Kidney Research – It’s Changing Lives
For young women and men living with kidney disease, the decision to start a family can be a difficult one. What are their risks if they do decide to have children, and when is the right time?
Made a reality thanks to you, Kidney Specialist Dr Shilpa Jesudason based at the Royal Adelaide Hospital (RAH) has set forth to answer these questions with the support of a RAH Research Fund Committee Grant.
“Kidney disease is often seen as a problem that affects older patients, and whilst it is, there is a significant portion of our patients who are young men and women,” Dr Jesudason said.
“For those people at this stage of life who are looking forward to big life decisions such as having children, living with kidney disease can leave them feeling overwhelmed. A lot of the work I am doing is trying to help these patients make these decisions, whether to have kids and when is the right time?”
Firstly, Dr Jesudason wanted to understand the experiences and emotions of women currently living with kidney disease and kidney failure, dialysis or a kidney transplant. With her research collaborators, she undertook a study interviewing patients from the RAH and St George Hospital in Sydney.

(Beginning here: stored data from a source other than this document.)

PR #47, opened 2019-12-03
Add new JetBrains checker

Lctrs:
Missing tests

### DIFF
--- a/src/checkers/jetbrainschecker.py
+++ b/src/checkers/jetbrainschecker.py
@@ -1,0 +1,44 @@
+import datetime
+import json
+import logging
+import urllib.error
+import urllib.parse
+import urllib.request
+
+from src.lib.externaldata import ExternalFile, Checker
+
+log = logging.getLogger(__name__)
+
+
+def _should_check(external_data):
+    return external_data.checker_data.get("type") == "jetbrains"
+
+
+class JetBrainsChecker(Checker):
+    def check(self, external_data):
+        if not _should_check(external_data):
+            log.debug("%s is not a jetbrains type ext data", external_data.filename)
+            return
+
+        code = external_data.checker_data["code"]
+        release_type = external_data.checker_data.get("release-type", "release")
+
+        url = f"https://data.services.jetbrains.com/products/releases?code={code}&latest=true&type={release_type}"
+
+        log.debug("Getting extra data info from %s; may take a while", url)
+        resp = urllib.request.urlopen(url)
+        data = json.load(resp)[code][0]
+        release = data["downloads"]["linux"]
+
+        checksum = urllib.request.urlopen(release["checksumLink"]).read().decode("utf-8").split(" ")[0]
+
+        new_version = ExternalFile(
+            release["link"],
+            checksum,
+            release["size"],
+            data["version"],
+            datetime.datetime.strptime(data["date"], "%Y-%m-%d")
+        )
+
+        if not external_data.current_version.matches(new_version):
+            external_data.new_version = new_version
--- a/tests/test_jetbrainschecker.py
+++ b/tests/test_jetbrainschecker.py
@@ -1,0 +1,46 @@
+import os
+import unittest
+
+from src.checker import ManifestChecker
+from src.lib.utils import init_logging
+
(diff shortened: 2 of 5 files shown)


Lctrs:
Kudos to @x80486 for the original code :)

Lctrs:
Ping @FakeShemp and @johanfleury. As maintainers of flatpak wrappers for some Jetbrains products, you might find some interest in this.

Lctrs:
@wjt ready for review :pray:

Lctrs:
Test result is here : https://github.com/Lctrs/flatpak-external-data-checker/commit/68ec6a40b6306b4e89eb85c1209f19e46103d963/checks?check_suite_id=343482923

src/checkers/jetbrainschecker.py
```diff
@@ -0,0 +1,45 @@
...
+
+class JetBrainsChecker(Checker):
+    def check(self, external_data):
+        if not _should_check(external_data):
+            log.debug("%s is not a jetbrains type ext data", external_data.filename)
+            return
+
+        code = external_data.checker_data.get("code")
+
+        assert code is not None
```
wjt: You can just write

```python3
code = external_data.checker_data["code"]
```

src/checkers/jetbrainschecker.py
```diff
@@ -0,0 +1,45 @@
...
+
+        url = Template("https://data.services.jetbrains.com/products/releases?code=$code&latest=true&type=$type")\
+            .substitute(
+                code=code, type=external_data.checker_data.get("release-type", "release")
+            )
```
wjt:
```python3
release_type = external_data.checker_data.get("release-type", "release")
url = f"https://data.services.jetbrains.com/products/releases?code={code}&latest=true&type={type}"
```

src/checkers/jetbrainschecker.py
```diff
@@ -0,0 +1,45 @@
...
+        data = json.load(resp)[code][0]
+        release = data["downloads"]["linux"]
+
+        checksum = urllib.request.urlopen(release["checksumLink"]).read().decode("utf-8").split(" ")[0]
+
+        new_version = ExternalFile(
+            release["link"], checksum, release["size"], data["version"], data["date"]
+        )
+
+        external_data.state = ExternalData.State.VALID
```
wjt: This is meant to refer to the state of the _current_ version, not of the new version. I think you can just drop this line.

tests/test_jetbrainschecker.py
```diff
@@ -0,0 +1,97 @@
...
+            b"dbb7bf79750b476d2c96e76be6c6082d63c2addffd2694d4d9fa9d6db01162a2 *PhpStorm-2019.3.tar.gz",
+            200
+        )
+
+    return MockResponse(None, 404)
+
+
+class TestJetBrainsChecker(unittest.TestCase):
+    def setUp(self):
+        logging.basicConfig(level=logging.DEBUG)
```
wjt: use init_logging() from utils (see c7f0a7cd1591a4d9b03d78f751566a7942f1935f)

wjt (changes requested):
This is a great idea, thanks for the contribution! Just a few bits and bobs.

src/checkers/jetbrainschecker.py
Lctrs: ~~Looks like this line is needed ? :thinking: The test is failing now.~~

src/checkers/jetbrainschecker.py
Lctrs: I'm not a Python developer (in fact, those are my first Python lines :tada:), but I read on this [blog post](https://realpython.com/python-string-formatting/) that String interpolation in Python are not safe from user input, while Template Strings are. I'm concerned that a malicious user can just get @flathubbot's token access in the log of the action for example.

barthalion: Technically speaking, I can think of multiple ways a malicious user could already take and none includes string interpolation… So I wouldn't worry too much.

Lctrs: Okay done.

wjt (approved):
LGTM, thanks!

“I really wanted to find out from these women what their experiences around pregnancy have been and what we can do as clinicians to improve their experiences and make it better for others. Most of the women said they found issues around motherhood very confronting. There was a lot of grief when they couldn’t have children because of the risk to their health, and guilt from those who received a kidney from a donor who felt they were gambling with that very special gift.”
Touched by the responses of these women Dr Jesudason and her team published a paper ‘Perspectives on Pregnancy in Women with Chronic Kidney Disease: A Semistructured Interview Study’. Now, Dr Jesudason is developing an improved process of counselling, which she is now implementing in her monthly pregnancy counselling clinic.
“Whilst it’s important we tell women about the risks associated with having a baby when you have kidney disease, we have to do it in a way that doesn’t frighten and push them away from the clinical interaction. In this clinic I look after women with kidney disease who are already pregnant or who have developed kidney problems during their pregnancy.
“A lot of the work I do is also talking with women who have kidney disease and want to get pregnant. We’ve now developed a strategy for talking about the risks, taking into account what they are going through, their perspectives and the things we learned from the interview study in order to navigate shared decision making.”
In addition, Dr Jesudason is preparing to launch a national study looking at kidney disease in pregnancy across 300 maternity hospitals in Australia.
“Nationwide, we are trying to find all women with significant kidney disease in pregnancy, those who need dialysis or who have had a kidney transplant in pregnancy. These are the highest risk patients that we want to identify and follow them and their babies through the pregnancy. This will help to develop a healthy policy around these particular cases deliver the best health care to these women.”
Pursuing these studies has given Dr Jesudason and Kidney Specialists like her the opportunity to provide patients with the best possible health care as they navigate through their journey.
“It’s a real privilege to be a part of these people’s lives and see them through really difficult and turbulent times. Funding from the kind and generous supporters through the RAH Research Fund is crucial to help develop new studies which can ultimately become the backbone of innovative, new research programs.”